WHAT YOU NEED TO DO ->
Return exactly the lines from the one that contains "using charge_rate's max" up to the last line of the listing, and nothing else.
#### PROVIDED RECORDS ####
PR #4929, opened 2026-09-04
fix(gecloud): honour battery_rate_max over charge_rate's max attribute

### LINKED ISSUE #4908: GEC (GivEnergy Cloud) with ge_cloud_automatic: true uses hardcoded 2600W default instead of correctly-fetched 20000W inverter capability (3-phase HV inverter)
[apps.yaml.txt](https://github.com/user-attachments/files/31745251/apps.yaml.txt)
[predbat.log](https://github.com/user-attachments/files/31745252/predbat.log)
[predbat_debug.yaml.txt](https://github.com/user-attachments/files/31745253/predbat_debug.yaml.txt)

**Describe the bug**
With **ge_cloud_automatic: true**, Predbat charges/discharges/plans as though the inverter is limited to 2600W, even though GivEnergy's own Cloud API correctly reports this inverter's real maximum rate as 20000W, and Predbat's own derived sensors correctly reflect that value too.

Log evidence from the same startup sequence:

```text
2026-09-02 06:13:26.541216: GECloud: Updated data for device tj2515g023: battery capacity 47.92kWh, max charge rate 20000W, max inverter rate 20000W
...
2026-09-02 06:15:00.762327: Inverter 0 with soc_max 40.73kWh, nominal_capacity 47.92kWh, battery rate raw 2600.0W, charge rate 2.6kW, charge rate DC 30.0kW, discharge rate 2.6kW, battery_rate_min 0.0W, AC limit 20.0kW, export limit 11.0kW, reserve 4%, current_reserve 5%, temperature 38°C
```

Under two minutes apart, in the same log, for the same device: GECloud correctly fetches and logs 20000W for both max charge rate and max inverter rate, but the inverter initialisation immediately afterwards shows battery rate raw 2600.0W / charge rate 2.6kW / discharge rate 2.6kW, while AC limit 20.0kW on the same line is correct.

This is confirmed independently by the debug config snapshot, which shows Predbat's own derived sensors already holding the correct value at the time:

```yaml
sensor.predbat_gecloud_tj2515g023_max_charge_rate:
  state: 20000
sensor.predbat_gecloud_tj2515g023_max_inverter_rate:
  state: 20000
sensor.predbat_gecloud_tj2515g023_model:
  state: GIV-3HY-20
  attributes:
    details:
      info:
        max_charge_rate: 20000
        max_discharge_rate: 20000
        model: GIV-3HY-20
```

So the correct 20000W value is present and available via GECloud's own device data and Predbat's own sensors, but something in the **ge_cloud_automatic: true** path substitutes what looks like the default 2600W value instead.

**Expected behaviour**
With **ge_cloud_automatic: true**, Predbat should use the inverter's actual reported max charge/discharge rate (20000W here) rather than defaulting to 2600W.

**Workaround found:**
Setting **ge_cloud_automatic: false** and manually specifying inverter_limit, battery_rate_max, etc. as literal values in apps.yaml resolves the charge/discharge rate issue, but introduces a separate bug (reported separately) where Predbat attempts an invalid select.turn_on service call against a legacy select.givtcp_{serial}_mode entity.

**Predbat version**
v8.54.2

**Environment details**
GivEnergy 3-phase HV inverter, model GIV-3HY-20.
Controlled via GivEnergy Cloud Direct (GEC) 
ge_cloud_automatic: true 
ge_cloud_data: false (local GivTCP used for load/import/export data only).

**Screenshots**
None

**Log file**
Attached together with to the best of my knowledge the apps.yaml from the same period.

kennedy-nic:
- GEC/GEE (GivEnergy Cloud) inverters always derived their max charge/discharge rate from the `charge_rate` entity's `max` attribute, which GivEnergy's cloud API can report as a stale/low value (2600W on a 20kW 3-phase inverter) instead of the real capability.
- `gecloud.py` already computes and publishes an accurate `battery_rate_max` sensor from the device's model/capability data, but it was being silently ignored for GEC/GEE.
- `battery_rate_max` now takes priority over `charge_rate`'s `max` attribute when configured, fixing the incorrect 2600W cap.

**Precedent:** this brings GE-family inverters in line with how `battery_rate_max` already works for AlphaESS, which is documented as an override, in watts, for the battery's max charge/discharge rate specifically because its API doesn't reliably report one. Same situation here – an untrustworthy API-reported value with a manual correction – so this reuses the existing key rather than introducing a new, differently-named one for the same job.

**Who this affects:** I checked all three default GivEnergy templates (`givenergy_givtcp.yaml`/GE, `givenergy_cloud.yaml`/GEC, `givenergy_ems.yaml`/GEE) and none of them set `battery_rate_max`, commented or otherwise – the GEE template in fact states that apps.yaml entries in that section are ignored entirely in favour of Cloud auto-configuration. So only a user who has deliberately added `battery_rate_max` themselves (as this fix requires) would see a behaviour change; anyone on a stock template is unaffected regardless of inverter type.

Fixes #4908

## Test plan
- [x] Added `test_gecloud_battery_rate_max_priority` regression test (GEC uses the `battery_rate_max` sensor; GE still falls back to `charge_rate`'s max attribute)
- [x] `./run_all --test inverter` passes
- [x] `./run_pre_commit` – passes except two pre-existing failures confirmed to reproduce identically on a clean `main` tree, unrelated to this change (a Windows-only `triage-daemon-tests` POSIX-path bug, and a `file-contents-sorter` CRLF no-op on `requirements.txt`)
- [x] `./run_all --quick` – no regressions from this change; two further pre-existing failures confirmed environment-specific to this fresh Windows setup (a missing `encoding="utf-8"` in an unrelated test helper, and a `debug_cases` golden-plan mismatch caused by the compiled prediction kernel not being built here)

https://claude.ai/code/session_01Djbv5fZh1Nr7MEYF7AqznT

### DIFF
--- a/apps/predbat/inverter.py
+++ b/apps/predbat/inverter.py
@@ -406,10 +406,14 @@ class Inverter:
             self.nominal_capacity = self.base.get_arg("soc_max", default=0.0, index=self.id)
             self.soc_max = self.nominal_capacity * self.battery_scaling
 
-            if self.inverter_type in ["GE", "GEC", "GEE"]:
-                self.battery_rate_max_raw = self.base.get_arg("charge_rate", attribute="max", index=self.id, default=2600.0, required_unit="W")
-            elif "battery_rate_max" in self.base.args:
+            if "battery_rate_max" in self.base.args:
+                # battery_rate_max, when configured, is a more authoritative source than the charge_rate
+                # entity's max attribute - e.g. GECloud (GEC/GEE) always populates it from the device's
+                # reported model/capability data, whereas the charge_rate entity's max attribute there
+                # reflects a live register limit that can read back as a stale/wrong low value (#4908).
                 self.battery_rate_max_raw = self.base.get_arg("battery_rate_max", index=self.id, default=2600.0, required_unit="W")
+            elif self.inverter_type in ["GE", "GEC", "GEE"]:
+                self.battery_rate_max_raw = self.base.get_arg("charge_rate", attribute="max", index=self.id, default=2600.0, required_unit="W")
             else:
                 self.battery_rate_max_raw = 2600.0
 
--- a/apps/predbat/tests/test_inverter.py
+++ b/apps/predbat/tests/test_inverter.py
@@ -2760,6 +2760,54 @@ def test_inverter_type_default_warning(test_name, my_predbat):
     return failed
 
 
+def test_gecloud_battery_rate_max_priority(test_name, my_predbat):
+    """
+    GECloud (GEC/GEE) always publishes an accurate battery_rate_max sensor derived from the
+    device's reported model/capability data. The charge_rate entity's max attribute for GEC
+    instead reflects a live register limit that can read back low/stale (e.g. 2600W on a 20kW
+    3-phase inverter, despite GECloud's own logs correctly showing 20000W) - issue #4908.
+    battery_rate_max must take priority over charge_rate's max attribute when both are configured,
+    while GE (local GivTCP), which never sets battery_rate_max, keeps using charge_rate's max
+    attribute as before.
+    """
+    failed = False
+    print("**** Running Test: {} ****".format(test_name))
+
+    ha = my_predbat.ha_interface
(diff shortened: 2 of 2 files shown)


springfall2008:
Fixed a slightly different way here: https://github.com/springfall2008/batpred/pull/4954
####
YOUR RESPONSE ->
+    while GE (local GivTCP), which never sets battery_rate_max, keeps using charge_rate's max
+    attribute as before.
+    """
+    failed = False
+    print("**** Running Test: {} ****".format(test_name))
+
+    ha = my_predbat.ha_interface
(diff shortened: 2 of 2 files shown)


springfall2008:
Fixed a slightly different way here: https://github.com/springfall2008/batpred/pull/4954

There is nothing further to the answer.